Here are some pics of my new fish. I got a new wels catfish, channel catfish, Jaguar cichlid, and severum, and angelfish. Some of the fish I got today and the others I got a month ago. Anyway there all new.


----------



## Murphy18 (Oct 17, 2008)

Nice fish but....

Get some Piranha's!!!!


----------



## Alex 22 (Jun 13, 2009)

yeah right I can't keep them there illeagal!


----------



## Ja'eh (Jan 8, 2007)

You got some nice fish but I think you should really do some work to make your tank look nice so as to compliment the stock you have in there.


----------



## Pit_man (Sep 13, 2008)

i win the bet!! he is 5, look at the sponge bob pic









nice fish alex


----------



## Ja'eh (Jan 8, 2007)

Good call Pit!


----------



## Wide_Eyed_Wanderer (Aug 22, 2006)

Nice fish, but the tank is not so good looking.
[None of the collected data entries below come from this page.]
PR #2443, opened 2018-07-25
Generate notification (CACHE_CLEARED) when Cache.clear() is called

jjian77:


terracotta-org:

management/src/main/java/org/ehcache/management/registry/DefaultCollectorService.java
```diff
@@ -113,6 +121,20 @@ public void cacheRemoved(String alias, Cache<?, ?> cache) {
         EhcacheNotification.CACHE_REMOVED.name()));
   }
 
+  private void cacheCleared(String alias) {
+    collector.onNotification(
```
chrisdennis: Whatever this method does it's synchronous with the clear.  It's not anything expensive is it?

management/src/main/java/org/ehcache/management/registry/DefaultCollectorService.java
```diff
@@ -113,6 +121,20 @@ public void cacheRemoved(String alias, Cache<?, ?> cache) {
...
+      new ContextualNotification(
+        configuration.getContext().with("cacheName", alias),
+        EhcacheNotification.CACHE_CLEARED.name()));
+  }
+
+  private void registerClearNotification(String alias, Cache<?, ?> cache) {
+    OperationStatistic<ClearOutcome> clear = StatsUtils.findOperationStatisticOnChildren(cache,
+      ClearOutcome.class, "clear");
+    clear.addDerivedStatistic(new OperationResultFilter<>(EnumSet.of(ClearOutcome.SUCCESS),
+      (long time, long latency) -> cacheCleared(alias)));
```
chrisdennis: You shouldn't need to type these parameters.

management/src/main/java/org/ehcache/management/registry/DefaultCollectorService.java
```diff
@@ -113,6 +121,20 @@ public void cacheRemoved(String alias, Cache<?, ?> cache) {
...
 
+  private void cacheCleared(String alias) {
+    collector.onNotification(
+      new ContextualNotification(
+        configuration.getContext().with("cacheName", alias),
+        EhcacheNotification.CACHE_CLEARED.name()));
+  }
+
+  private void registerClearNotification(String alias, Cache<?, ?> cache) {
+    OperationStatistic<ClearOutcome> clear = StatsUtils.findOperationStatisticOnChildren(cache,
```
chrisdennis: I assume this is safe from a GC point of view? Anything un-natural with the context stuff makes me jumpy.

management/src/main/java/org/ehcache/management/registry/DefaultCollectorService.java
anthonydahanne: nope; it's pushing an event

management/src/main/java/org/ehcache/management/registry/DefaultCollectorService.java
anthonydahanne: ah right
```(long time, long latency) -> cacheCleared(alias)));```

**Comment by anthonydahanne** [comment]
test this please

File: management/src/main/java/org/ehcache/management/registry/DefaultCollectorService.java [hunk 4]
```diff
@@ -113,6 +121,20 @@ public void cacheRemoved(String alias, Cache<?, ?> cache) {
...
+      ClearOutcome.class, "clear");
+    clear.addDerivedStatistic(new OperationResultFilter<>(EnumSet.of(ClearOutcome.SUCCESS),
```
henri-tremblay: This looks like a hack to me... Using the statistics to get the information about a clear. I don't like it at all. The statistics should not carry business operations. I would prefer the listener to be called by `EhcacheBase.clear()`. But that would mean having it available in `EhcacheBase`. Can't you work with the `CacheEventDispatcher`?

anthonydahanne: hello @henri-tremblay can you please provide guidance on how to this differently ? There is no ```cacheCleared``` in  ```CacheManagerListener```
How could we implement ```cacheCleared``` in ```CacheEventDispatcher``` ?
The "hack" suggested in a 3 lines snippet is totally limited in scope, and actually, pretty readable and understandable, and will provide an important feature for users. If you think there's a "cleaner" way to implement this feature, please share it with us

lorban: This looks like a hack indeed, but a reasonably robust one since it relies on the already existing cache clear statistic. It's also fairly elegant since the hackery is rather self-contained.

Firing this notification from `EhcacheBase` would take a much larger effort which probably isn't worth it since we do not want to expose cache clearing events through the API as the only use-case that makes sense for this notification is M&M.

henri-tremblay: Ok. Going with the family then.

henri-tremblay:
Can you rebase?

Get some natural looking decor and maybe even a black background. That sh*t would go well with the cool fish you have like Ja'eh said.


----------



## RedneckR0nin (Nov 5, 2008)

Nice fish Alexx I dont know what the hell they are but they look cool enough to me. By the way I'm a noob!!


----------



## Alex 22 (Jun 13, 2009)

Pit_man said:


> i win the bet!! he is 5, look at the sponge bob pic
> 
> 
> 
> ...


LOL You crack me up...pit my little sister made it for me figured I post it behind my fish tank. I plan on adding some rocks and sand.


----------



## Pit_man (Sep 13, 2008)

oohh i belive you realy i do...


----------



## Alex 22 (Jun 13, 2009)

yeah right...lol


----------



## FEEFA (Nov 19, 2007)

I think that jag is gonna end up killing all of your fish, thats just my opinion :nod:


----------



## His Majesty (Apr 5, 2005)

Nice fish.
but you need to sort the looks of your tank out. it does not compliment the fish you have got.
also you need to choose your fish selection a little more carefully. it just looks as if your impulse buying and throwing them all into one tank.


----------



## Alex 22 (Jun 13, 2009)

I am making an indoor pond for all the cats and the jags are having there own tank.


----------